Requirement »
Transcribe the following entries word for word. End with the line where "### Problem" appears.

Given information »
PR #1612, opened 2026-05-14
Optimize switch code generation: preserve union-level cases from desugar to backends

Eugeny48:
### Problem

When a Flow `switch` uses union names in cases, the desugarer previously expanded each union case into individual struct cases, duplicating the case body for every struct in the union. For nested switches over large unions, this caused **O(n×m) code explosion** — the same body was repeated dozens of times in generated Java and JavaScript output.

## Example
```flow
import server/ssql/ssql_i;

main() {
	t : STableUnion = STable(["field"], []);
	q : SSql = t;

	switch (q) {
		SValue(): {
			switch (q) {
				SSimpleValue(): {
					println("The query is a simple value: " + q.structname);
				}
				STableUnion(): {
					println("The query is a table with fields: [" + strGlue(q.fieldNames, ", ") + "]");
				}
				default: {
					println("The query is a value, but not simple: " + toString(q));
				}
			}
		}
		default: {
			println("The query is not a value: " + q.structname);
		}
	}

	println(t.fieldNames);
}
```

flowc translates this flow code to such JS code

Completed task »
PR #1612, opened 2026-05-14
Optimize switch code generation: preserve union-level cases from desugar to backends

Eugeny48:
### Problem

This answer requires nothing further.